*What to work on*.
Go through the records, and copy each line in which the string "resourceType" is present.

### The input

PR #1321, opened 2023-07-12
fix(cli): compliance get-report blank CSV output

afiune:
## Summary

The platform today only returns a list of resources that are in violation, that means, “non-compliant” resources. We currently do not return the list of resources that are “compliant”, “requires-manual-assessment” or “could-not-assess”

- For those cases our CSV output will only show the number of resources.

Added integration tests and ran a few commands locally on my workstation.

## Issue

https://lacework.atlassian.net/browse/GROW-2316
https://lacework.atlassian.net/browse/LINK-1864

### DIFF
--- a/cli/cmd/compliance.go
+++ b/cli/cmd/compliance.go
@@ -273,6 +273,26 @@ func complianceCSVReportRecommendationsTable(details *complianceCSVReportDetails
 						""))
 			}
 		}
+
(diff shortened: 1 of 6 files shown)


ipcrm (approved):
Pulled down and tested locally; seems like the best solution we can have for when resources aren't returned from the API.

PengyuanZhao (approved):
LGTM!

PR #1331, opened 2023-07-18
feat(api): support new fields in alert_rules api

dmurray-lacework:
## Summary

Add support for missing fields in the alert_rules api

In the EventCategory property the values Registry, SystemCall, HostVulnerability & ContainerVulnerability
The Sources property has been added with the values Agent, Aws, Azure, Gcp, K8s
The AlertCategory property has been added with the values Policy, Anomaly, Composite

- [x] Run example `api/_examples/alert-rules/main.go` with [api changes](https://github.com/lacework/rainbow/pull/13216)

## Issue

https://lacework.atlassian.net/browse/GROW-2326

### DIFF
--- a/api/_examples/alert-rules/main.go
+++ b/api/_examples/alert-rules/main.go
@@ -39,6 +39,8 @@ func main() {
 		Severities:      api.AlertRuleSeverities{api.AlertRuleSeverityHigh},
 		ResourceGroups:  []string{"TECHALLY_000000000000AAAAAAAAAAAAAAAAAAAA"},
 		EventCategories: []string{"Compliance"},
+		AlertCategories: []string{"Policy"},
+		Sources: 		 []string{"Aws"},
 	}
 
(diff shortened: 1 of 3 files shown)


api/_examples/alert-rules/main.go
```diff
@@ -39,6 +39,8 @@ func main() {
 		Severities:      api.AlertRuleSeverities{api.AlertRuleSeverityHigh},
 		ResourceGroups:  []string{"TECHALLY_000000000000AAAAAAAAAAAAAAAAAAAA"},
 		EventCategories: []string{"Compliance"},
```
djmctavish, line 41: Should we have more tests of the newly added categories etc?

djmctavish (approved):

api/_examples/alert-rules/main.go
dmurray-lacework: updated alert_rule_test.go

Integration testing for new fields in the terraform-provider integrations too.

PR #1340, opened 2023-07-31
feat(CAD-360): Support Resource Group v2 in CLI

zekisherif:
## Summary

Adds support for the CRUD operations for Resource Groups V2.

1. Updated example code for resource groups and ensured it passed.
2. Manually ran the command line. See pictures below
3. ran all the commands listed to do before publishing a PR

List Resource Groups
Screenshot 2023-08-07 at 12 17 49 PM

Create an AWS RGv2
Screenshot 2023-08-07 at 12 18 41 PM

Create an AWS RGv1
Screenshot 2023-08-07 at 12 19 08 PM

List showing the RGv2 that was created
Screenshot 2023-08-07 at 12 19 30 PM

Delete the RGv1 created earlier
Screenshot 2023-08-07 at 12 22 22 PM

Calling GET for both an V1 and V2 resource
Screenshot 2023-08-07 at 12 34 41 PM

## Issue

https://lacework.atlassian.net/browse/CAD-360

### DIFF
--- a/api/resource_groups.go
+++ b/api/resource_groups.go
@@ -269,15 +269,7 @@ func (group ResourceGroupData) Status() string {
 }
 
 func (group ResourceGroupData) IsV2Group() bool {
-	if group.Props != nil {
-		return false
-	}
-
-	if group.Query != nil {
-		return true
-	}
-
-	return false
+	return group.Query != nil 
 }
 
 type ResourceGroupResponse struct {
--- a/api/resource_groups.go
+++ b/api/resource_groups.go
@@ -22,10 +22,10 @@ import (
 	"encoding/json"
 	"fmt"
 	"strconv"
-
-	"github.com/pkg/errors"
+	"time"
 
 	"github.com/lacework/go-sdk/lwtime"
+	"github.com/pkg/errors"
 )
 
 // ResourceGroupsService is the service that interacts with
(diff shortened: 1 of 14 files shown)


dmurray-lacework:
Hey @zekisherif it would great to `update api/_examples/resource-groups/main.go` while you're making changes to see the usage.

api/v2.go
```diff
@@ -113,7 +113,7 @@ func NewV2Endpoints(c *Client) *V2Endpoints {
 		AlertRules:              &AlertRulesService{c},
 		CloudAccounts:           &CloudAccountsService{c},
 		ContainerRegistries:     &ContainerRegistriesService{c},
-		ResourceGroups:          &ResourceGroupsService{c},
+		ResourceGroups:          NewResourceGroupsVersionService(c),
```
dmurray-lacework, line 116: I'm not 100% sure this is going to using the schemaService is going to fulfil what you need with this.

For context we used this schemaService when transitioning from the v1 api when cloudAccounts, alertChannels, containerRegistries were under `Integration` resource.  Only Get and Delete are exposed in the `V2Service` interface

zekisherif: Yeah I wasn't sure about the changes I actually needed in this file, but once I get to testing out the cli locally, I think I'll understand it better.

api/resource_groups_version_service.go
```diff
@@ -0,0 +1,367 @@
...
+		if createErr != nil {
+			err = createErr
+			return
+		}
+
+		err = castResourceGroupV2Response(createResponse, &response)
+		return
+	}
+
+	err = errors.New("Unable to create resource group")
```
dmurray-lacework, line 150: Is there any more context we can put in this error. What scenario would this be returned.

In the above code, 
  if props is not nil;then we use the v1 create and return
  if v2 is enabled and the query is not nil; attempt v2 create and cast response and return;
  
This error will return if the input is doesn't have props, doesn't have have v2 flag and a query. With this condition, maybe we can return eariler.

cli/cmd/resource_group_v2.go
```diff
@@ -0,0 +1,121 @@
...
+	cli.StartProgress(" Creating resource group...")
+	_, err = cli.LwApi.V2.ResourceGroups.Create(resourceGroup)
+	cli.StopProgress()
+	return err
+}
+
+func inputRGQueryFromEditor(resourceType string) *survey.Editor {
+	prompt := &survey.Editor{
+		Message:  fmt.Sprintf("Type a query for the new %s Resource Group", resourceType),
+		FileName: "resourceGroupQuery*.json",
```
dmurray-lacework, line 84: Editor input is great, perhaps we can help the user out with a link to docs to create a query. If there are no public docs at the minute we could put a placeholder and return to it.

The survey `Help` field may be useful for this

api/resource_groups_version_service.go
zekisherif: Ok I've refactored it a bit.

cli/cmd/resource_group_v2.go
zekisherif: Will add the doc to Help

api/resource_groups.go
```diff
@@ -304,6 +268,18 @@ func (group ResourceGroupData) Status() string {
...
+func (group ResourceGroupData) IsV2Group() bool {
+	if group.Props != nil {
+		return false
+	}
+
+	if group.Query != nil {
+		return true
+	}
+
+	return false
```
dmurray-lacework, line 280: nit: could reduce this the only condition that returns true is `group.Query != nil`

```suggestion
	return group.Query != nil 
```

dmurray-lacework (approved):
A couple of comments, but approved.

We still need to take a look and why the linting build step is failing.

cli/cmd/resource_groups.go
```diff
@@ -201,18 +253,42 @@ func parsePropsType(response api.ResourceGroupData) (api.ResourceGroupProps, err
...
+		"MACHINE",
+		"AWS(v2)",
+		"AZURE(v2)",
+		"GCP(v2)",
+		"CONTAINER(v2)",
+		"MACHINE(v2)",
+	}
+
+	isRGv2Enabled := false
+	ffResponse, _ := cli.LwApi.V2.FeatureFlags.GetFeatureFlagsMatchingPrefix("PUBLIC.rgv2.cli")
```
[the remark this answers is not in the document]
zekisherif: Fixed

PR #1350, opened 2023-08-08
fix(COD-1559): Add some retrying in `updater.go`

edoardopirovano:
## Summary

We've started seeing some intermitted failures with a 403 status code in this code. This PR adds some retrying so that if this is due to rate limiting as we suspect we will succeed after retrying.

Manual testing to confirm things are still working normally. Hard to confirm if this will fix things as the issue above is intermittent.

## Issue

https://lacework.atlassian.net/browse/COD-1559

### DIFF
--- a/lwupdater/updater.go
+++ b/lwupdater/updater.go
@@ -29,6 +29,7 @@ import (
 	"strings"
 	"time"
 
+	"github.com/cenkalti/backoff/v4"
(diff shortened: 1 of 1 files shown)


linpengzhang (approved):

jeremydubreil (approved):
Thanks!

######

*Output below*.
+func inputRGQueryFromEditor(resourceType string) *survey.Editor {
+		Message:  fmt.Sprintf("Type a query for the new %s Resource Group", resourceType),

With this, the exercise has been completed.